1. Introduction

In today's world, remote distance measuring is a very important and challenging task. This problem arises in geodesy, in radar, in video analysis, in the design of various infrastructure systems, unmanned vehicles, etc. There are many methods for distance measuring. Distance measurement can be carried out directly by the operator, using the simplest methods, or with the help of specialized devices, the operation principles of which are based on the optical laws of physics. Active-pulse television measuring system (AP TMS) can also be attributed to such devices.

A television system with a pulsed method of observing space and the possibility of measuring any parameters of the observed objects is called an active-pulse television measuring system.

This paper discusses the development of the software which is able to build depth maps based on video data from an AP TMS television camera. The scientific novelty of this work is in the development of new high-speed software for building depth maps both directly from the AP TMS model in real time and from pre-recorded video material, which would provide a high-level interface for various types of measurements.

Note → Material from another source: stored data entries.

Issue #288, opened 2016-05-15
const pointer using unsigned 8 bit offset is very slow.


janrinze:
Using a 8bit offset to a const pointer is not optimized.

#define Source ((char *)#0x6000;
#define Dest ((char *)#0x6100;

char index=0;
do {
   Dest[index]=Source[index];
   index++;
} while (index);

Expected code:

ldy#0
.loop
 lda 0x6000,y
sta 0x6100,y
iny;
bne loop

result from compiler:

L0004:	ldx     #$61
	lda     #$00
	clc
	adc     L0002
	bcc     L000A
	inx
L000A:	jsr     pushax
	ldx     #$60
	lda     #$00
	ldy     L0002
	sta     ptr1
	stx     ptr1+1
	lda     (ptr1),y
	ldy     #$00
	jsr     staspidx
	lda     L0002
	clc
	adc     #$01
	sta     L0002
	lda     L0002
	bne     L0004

Now this is seriously slow in comparison.

Am I doing something wrong or is this a bug?

Best regards,
Jan Rinze.

MonteCarlos:
you forget that index can be negative in principle and then a simple lda 
xxxx,y doesnt work. i think the compiler code was designed to work for 
several types of the index variable and a specialized version for "char" 
is not available currently.
also it's really difficult for the compiler to detect that the index for 
source and destination are the same. therefore it is understandable that 
the code is not such trivial as expected from the first glance.

Am 15.05.2016 um 11:47 schrieb janrinze:

janrinze:
The index is a unsigned char and thus cannot be negative. The compiler seems to understand that very well. (see: lda (ptr1),y ) It seems not to notice that it need not setup the ptr1 in the first place but instead could have used the constant directly.  

If we help the compiler by adding our own temporary char t it seems to smarten up a little:

int main()
{
#define Source ((char *) 0x6000)
#define Dest ((char *) 0x6100)

    char index=0;

    do {
        char t=Source[index];
        Dest[index]=t;
        index++;
    } while (index);
    return 0;
}

compiled with optimization on will translate to:
.proc   _main: near

.segment        "CODE"

        lda     #$00
        jsr     pusha
L0003:  ldx     #$60
        lda     #$00
        tay
        clc
        adc     (sp),y
        bcc     L0009
        inx
L0009:  sta     ptr1
        stx     ptr1+1
        lda     (ptr1),y
        jsr     pusha
        ldy     #$01
        lda     (sp),y
        tax
        dey
[...]

PR #294, opened 2016-05-23
Make a small optimization to some library functions' inlined versions.

greg-king5:
Calls to memcpy() and memset() will compile to optimum code when the length argument is constant, and 256 or less.

(This patch was inspired by issue #288.)

### DIFF
--- a/src/cc65/codegen.c
+++ b/src/cc65/codegen.c
@@ -55,6 +55,7 @@
 #include "global.h"
 #include "segments.h"
 #include "stackptr.h"
+#include "stdfunc.h"
 #include "textseg.h"
 #include "util.h"
 #include "codegen.h"
@@ -4241,7 +4242,7 @@ void g_initauto (unsigned Label, unsigned Size)
         AddCodeLine ("lda %s,y", GetLabelName (CF_STATIC, Label, 0));
         AddCodeLine ("sta (sp),y");
         AddCodeLine ("iny");
-        AddCodeLine ("cpy #$%02X", (unsigned char) Size);
+	AddCmpCodeIfSizeNot256 ("cpy #$%02X", Size);
         AddCodeLine ("bne %s", LocalLabelName (CodeLabel));
     }
 }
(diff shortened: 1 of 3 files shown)


src/cc65/codegen.c
```diff
@@ -4241,7 +4241,9 @@ void g_initauto (unsigned Label, unsigned Size)
         AddCodeLine ("lda %s,y", GetLabelName (CF_STATIC, Label, 0));
         AddCodeLine ("sta (sp),y");
         AddCodeLine ("iny");
-        AddCodeLine ("cpy #$%02X", (unsigned char) Size);
+        if (Size != 256) {
+            AddCodeLine ("cpy #$%02X", Size);
+        }
```
spiro-trikaliotis: Wouldn't MaybeCodeLine() work here, too?

src/cc65/codegen.c
```diff
@@ -4266,10 +4268,12 @@ void g_initstatic (unsigned InitLabel, unsigned VarLabel, unsigned Size)
         AddCodeLine ("lda %s,y", GetLabelName (CF_STATIC, InitLabel, 0));
         AddCodeLine ("sta %s,y", GetLabelName (CF_STATIC, VarLabel, 0));
         AddCodeLine ("iny");
-        AddCodeLine ("cpy #$%02X", (unsigned char) Size);
+        if (Size != 256) {
+            AddCodeLine ("cpy #$%02X", Size);
+        }
```
spiro-trikaliotis: and, again, MaybeCodeLine()?

src/cc65/stdfunc.c
```diff
@@ -185,6 +185,15 @@ static void ParseArg (ArgDesc* Arg, Type* Type)
 
 
 
+static void MaybeCodeLine (const char* Code, long IVal)
```
spiro-trikaliotis: Of course, "static" must be removed for MaybeCodeLine() to be usable from the other functions above, too.

For me, the name MaybeCodeLine() is not good, because it does not describe what it actually does. Either use it generically ( void MaybeCodeLine(int GenerateLine, const char* Code, ...) and use it like "if (GenerateLine) { /* printf()-style handling of the arguments)", or rename it to something like "ConditionallyCompareToValueIfNotZero()".

greg-king5:
OK.  I renamed the function to `AddCmpCodeIfSizeNot256()`; and, used it in `codegen.c` too.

It should be noted that using AP TMS it is possible to carry out distance measurements in adverse weather conditions (fog, snowfall, rain and other meteorological phenomena), therefore, the development of such software and its use in conjunction with AP TMS is an urgent task [1–3].

The developed software is designed for use in conjunction with the AP TMS model, mainly for research work in which it is necessary to measure distances to objects of interest under conditions of normal and reduced transparency of the propagation medium of optical radiation. Such an application could be the navigation of unmanned mobile robots, remote measurement of distances and various parameters of observed objects. The software is designed for a trained user familiar with the operating principles of AP TMS. Please note that the software, after final testing, will be distributed with the prior consent of TUSUR management and its developers.

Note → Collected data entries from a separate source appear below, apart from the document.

PR #295, opened 2016-05-24
Atari: add command line support for XDOS

groessler:
With this change the runtime library parses the command line arguments correctly on XDOS. Tested with XDOS 2.4.

### DIFF
--- a/asminc/atari.inc
+++ b/asminc/atari.inc
@@ -997,12 +997,15 @@ diopp_size   = 5        ; size of structure
 ; VALUES for dos_type
 ;-------------------------------------------------------------------------
 
-ATARIDOS     = 0
-SPARTADOS    = 1
-OSADOS       = 2        ; OS/A+
-MYDOS        = 3
-XDOS         = 4
+SPARTADOS    = 0
+OSADOS       = 1        ; OS/A+
+XDOS         = 2
+ATARIDOS     = 3
+MYDOS        = 4
 NODOS        = 255
+; The DOSes with dos_type below or equal MAX_DOS_WITH_CMDLINE do support
+; command line arguments.
+MAX_DOS_WITH_CMDLINE = XDOS
 
 ;-------------------------------------------------------------------------
 ; XDOS defines (version 2.4, taken from xdos24.pdf)
--- a/asminc/atari.inc
+++ b/asminc/atari.inc
@@ -1011,16 +1011,16 @@ MAX_DOS_WITH_CMDLINE = XDOS
 ; XDOS defines (version 2.4, taken from xdos24.pdf)
 ;-------------------------------------------------------------------------
 
-XOPT         = $70B     ; XDOS options
-XCAR         = $70C     ; XDOS cartridge address (+ $70D)
-XPAT         = $86F     ; XDOS bugfix and patch number
-XVER         = $870     ; XDOS version number
-XFILE        = $87D     ; XDOS filename buffer
-XLINE        = $880     ; XDOS DUP input line
-XGLIN        = $871     ; get line
-XSKIP        = $874     ; skip parameter
-XMOVE        = $877     ; move filename
-XGNUM        = $87A     ; get number
+XOPT         = $070B    ; XDOS options
+XCAR         = $070C    ; XDOS cartridge address (+ $70D)
+XPAT         = $086F    ; XDOS bugfix and patch number
+XVER         = $0870    ; XDOS version number
+XFILE        = $087D    ; XDOS filename buffer
+XLINE        = $0880    ; XDOS DUP input line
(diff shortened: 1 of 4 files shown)


asminc/atari.inc
```diff
@@ -997,12 +997,30 @@ diopp_size   = 5        ; size of structure
...
-ATARIDOS     = 0
-SPARTADOS    = 1
-OSADOS       = 2        ; OS/A+
-MYDOS        = 3
-XDOS         = 4
+SPARTADOS    = 0
+OSADOS       = 1        ; OS/A+
+XDOS         = 2
+ATARIDOS     = 3
+MYDOS        = 4
```
spiro-trikaliotis: Is there a reason why the enum type defines had to be rearranged? And again in the .h file below.

include/atari.h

The video sequence from the AP TMS television camera goes at a frequency of 50 frames per second, it is required to divide each 2 frames, and substitute the result of the division into a polynomial function to get the distance to the objects. It follows from this that the time taken by the software to build a depth map should be no more than 40ms with a 7th order polynomial. Also, in order to obtain various kinds of scientific data, it is required to put various functionalities into the software, for example, depth map pseudo-coloring, recording the input video stream, setting up a polynomial function, etc.

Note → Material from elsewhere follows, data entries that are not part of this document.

PR #298, opened 2016-05-24
make BSS segment optional in atari-cassette.cfg

groessler:
Don't know why it wasn't optional.

Documentation says that this config file can be used for both C and Assembler programs. Assembler programs typically don't have  a BSS segment.


greg-king5:
It wasn't optional because no one noticed.  We didn't notice because ca65 always makes it.

`.code`, `.rodata`, `.data`, and `.bss` are the original segments.  They existed before Uz thought of optional segments.  Therefore, if you don't mention one of those four, then ca65 creates an empty segment for it.  (Strictly speaking, `CODE`, `RODATA`, `DATA`, and `BSS` don't need to be marked as optional.)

Based on this, it can be noted that the development of such software is very important task, that would allow to configure lots of various parameters of the AP TMS and would have extensive image processing capabilities.

A depth map is an image where for each pixel, instead of brightness, the distance from the camera to the object is stored [4]. For a better visual perception of the distance, the possibility of presenting the depth map in color was implemented. An example of a depth map is shown below in Figure 1.

 

Figure 1. Original frame (a) and the depth map (b) obtained using AP TMS

 

In Figure 1 b, the numbers on the shields are visible, but it is logical that they should not be visible. This is due to the fact that the depth map is built based on the ratio of the intensity of the reflected light. Due to the different reflectivity of surfaces, dark objects reflect less light, this leads to the fact that the ratio (and therefore the distance) to a dark surface is calculated with greater distortions than to a light one (fewer number of brightness quantization levels for dark surfaces and, as a result, a larger error rounding, as well as greater influence of black level in frames). This is another scientific problem that is currently being solved. Also, unreliable values in Figure 1 b were filtered by a threshold, which led to the zeroing of the values for the area of boards containing numbers.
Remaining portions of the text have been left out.